The Francis Crick Institute, London NW1 1AT, United Kingdom.
Computational Regulatory Genomics, MRC London Institute of Medical Sciences, London W12 0NN, United Kingdom.
Genome Res. 2018 May;28(5):676-688. doi: 10.1101/gr.231449.117. Epub 2018 Apr 4.
Understanding the molecular mechanisms and evolution of the gene regulatory system remains a major challenge in biology. Transcription start sites (TSSs) are especially interesting because they are central to initiating gene expression. Previous studies revealed widespread transcription initiation and fast turnover of TSSs in mammalian genomes. Yet, how new TSSs originate and how they evolve over time remain poorly understood. To address these questions, we analyzed ∼200,000 human TSSs by integrating evolutionary (inter- and intra-species) and functional genomic data, particularly focusing on evolutionarily young TSSs that emerged in the primate lineage. TSSs were grouped according to their evolutionary age using sequence alignment information as a proxy. Comparisons of young and old TSSs revealed that (1) new TSSs emerge through a combination of intrinsic factors, like the sequence properties of transposable elements and tandem repeats, and extrinsic factors such as their proximity to existing regulatory modules; (2) new TSSs undergo rapid evolution that reduces the inherent instability of repeat sequences associated with a high propensity of TSS emergence; and (3) once established, the transcriptional competence of surviving TSSs is gradually enhanced, with evolutionary changes subject to temporal (fewer regulatory changes in younger TSSs) and spatial constraints (fewer regulatory changes in more isolated TSSs). These findings advance our understanding of how regulatory innovations arise in the genome throughout evolution and highlight the genomic robustness and evolvability in these processes.

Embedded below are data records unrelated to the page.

PR #424, opened 2019-12-16
[FAB-17176] Make decode hooks consistent in viperutil

stephyee:

#### Type of change

Improvement to code

#### Related issues

https://jira.hyperledger.org/browse/FAB-17176

### DIFF
--- a/common/viperutil/config_util.go
+++ b/common/viperutil/config_util.go
@@ -109,163 +109,155 @@ func unmarshalJSON(val interface{}) (map[string]string, bool) {
 // customDecodeHook adds the additional functions of parsing durations from strings
 // as well as parsing strings of the format "[thing1, thing2, thing3]" into string slices
 // Note that whitespace around slice elements is removed
-func customDecodeHook() mapstructure.DecodeHookFunc {
+func customDecodeHook(f reflect.Type, t reflect.Type, data interface{}) (interface{}, error) {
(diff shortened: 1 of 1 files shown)


common/viperutil/config_util.go
```diff
@@ -109,163 +109,155 @@ func unmarshalJSON(val interface{}) (map[string]string, bool) {
...
-					var block *pem.Block
-					block, bytes = pem.Decode(bytes)
-					if block == nil {
-						break
-					}
-					if block.Type != "CERTIFICATE" || len(block.Headers) != 0 {
-						continue
-					}
-					result = append(result, string(pem.EncodeToMemory(block)))
+				if block.Type != "CERTIFICATE" || len(block.Headers) != 0 {
```
yacovm, line 249: I know this is like the original form, but - why do we really enforce a CERTIFICATE header here? 
This is a generic viper util, so what if we have here a public key or a private key ? Then the header is different.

理解基因调控系统的分子机制和进化仍然是生物学中的一个主要挑战。转录起始位点(TSS)特别有趣,因为它们是启动基因表达的核心。以前的研究揭示了哺乳动物基因组中广泛的转录起始和 TSS 的快速周转。然而,新的 TSS 是如何产生的,以及它们随着时间的推移如何进化,仍然知之甚少。为了解决这些问题,我们通过整合进化(种间和种内)和功能基因组数据,特别是关注在灵长类动物谱系中出现的进化年轻的 TSS,分析了约 20 万个人类 TSS。TSS 根据其进化年龄使用序列比对信息作为代理进行分组。对年轻和年老 TSS 的比较表明:(1)新的 TSS 通过内在因素(如转座元件和串联重复序列的序列特性)和外在因素(如它们与现有调控模块的接近程度)的组合而出现;(2)新的 TSS 经历快速进化,降低了与 TSS 出现高倾向相关的重复序列的固有不稳定性;(3)一旦建立,幸存的 TSS 的转录能力逐渐增强,进化变化受时间(年轻 TSS 的调控变化较少)和空间限制(更孤立的 TSS 的调控变化较少)的影响。这些发现增进了我们对整个进化过程中基因组中调控创新是如何产生的理解,并强调了这些过程中基因组的稳健性和可进化性。